**Instructions for the task**
Return, from the data below, each line that contains the word "github".

[Opening Records to use section]

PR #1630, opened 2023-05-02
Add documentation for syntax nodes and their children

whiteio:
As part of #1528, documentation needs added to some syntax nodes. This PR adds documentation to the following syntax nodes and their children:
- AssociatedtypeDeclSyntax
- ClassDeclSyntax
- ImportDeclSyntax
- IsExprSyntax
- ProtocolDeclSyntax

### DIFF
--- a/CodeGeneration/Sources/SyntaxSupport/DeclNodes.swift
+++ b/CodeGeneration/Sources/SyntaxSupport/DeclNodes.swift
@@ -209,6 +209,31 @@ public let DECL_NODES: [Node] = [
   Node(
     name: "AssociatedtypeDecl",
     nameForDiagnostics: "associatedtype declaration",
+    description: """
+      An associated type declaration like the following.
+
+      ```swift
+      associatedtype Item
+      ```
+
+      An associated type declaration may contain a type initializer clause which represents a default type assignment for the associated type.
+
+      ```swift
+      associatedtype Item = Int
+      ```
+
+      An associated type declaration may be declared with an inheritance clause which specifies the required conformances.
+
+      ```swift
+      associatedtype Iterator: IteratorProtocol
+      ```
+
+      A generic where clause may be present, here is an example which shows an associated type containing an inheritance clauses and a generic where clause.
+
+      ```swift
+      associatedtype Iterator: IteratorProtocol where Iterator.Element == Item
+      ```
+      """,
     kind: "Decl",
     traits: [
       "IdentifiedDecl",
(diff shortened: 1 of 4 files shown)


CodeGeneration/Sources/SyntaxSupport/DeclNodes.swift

[Closing Records to use section]
[Opening Records to use section]

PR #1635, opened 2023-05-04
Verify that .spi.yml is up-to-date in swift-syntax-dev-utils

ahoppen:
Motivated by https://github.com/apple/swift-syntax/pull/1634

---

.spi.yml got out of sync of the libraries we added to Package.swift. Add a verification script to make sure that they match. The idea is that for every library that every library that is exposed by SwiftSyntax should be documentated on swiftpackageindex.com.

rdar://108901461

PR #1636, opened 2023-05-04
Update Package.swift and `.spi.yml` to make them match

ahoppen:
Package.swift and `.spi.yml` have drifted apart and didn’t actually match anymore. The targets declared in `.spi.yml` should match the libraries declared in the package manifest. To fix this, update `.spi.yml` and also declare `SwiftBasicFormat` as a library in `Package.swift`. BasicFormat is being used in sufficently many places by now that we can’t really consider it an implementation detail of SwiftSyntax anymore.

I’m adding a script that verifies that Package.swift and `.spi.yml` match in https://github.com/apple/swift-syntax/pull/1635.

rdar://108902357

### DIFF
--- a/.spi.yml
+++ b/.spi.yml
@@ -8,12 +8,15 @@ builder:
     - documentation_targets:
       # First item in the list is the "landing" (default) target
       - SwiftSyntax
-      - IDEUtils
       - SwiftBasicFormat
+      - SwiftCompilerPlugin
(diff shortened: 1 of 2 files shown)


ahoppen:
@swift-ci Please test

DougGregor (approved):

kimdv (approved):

[Closing Records to use section]

**Exercise answer**
Motivated by https://github.com/apple/swift-syntax/pull/1634
I’m adding a script that verifies that Package.swift and `.spi.yml` match in https://github.com/apple/swift-syntax/pull/1635.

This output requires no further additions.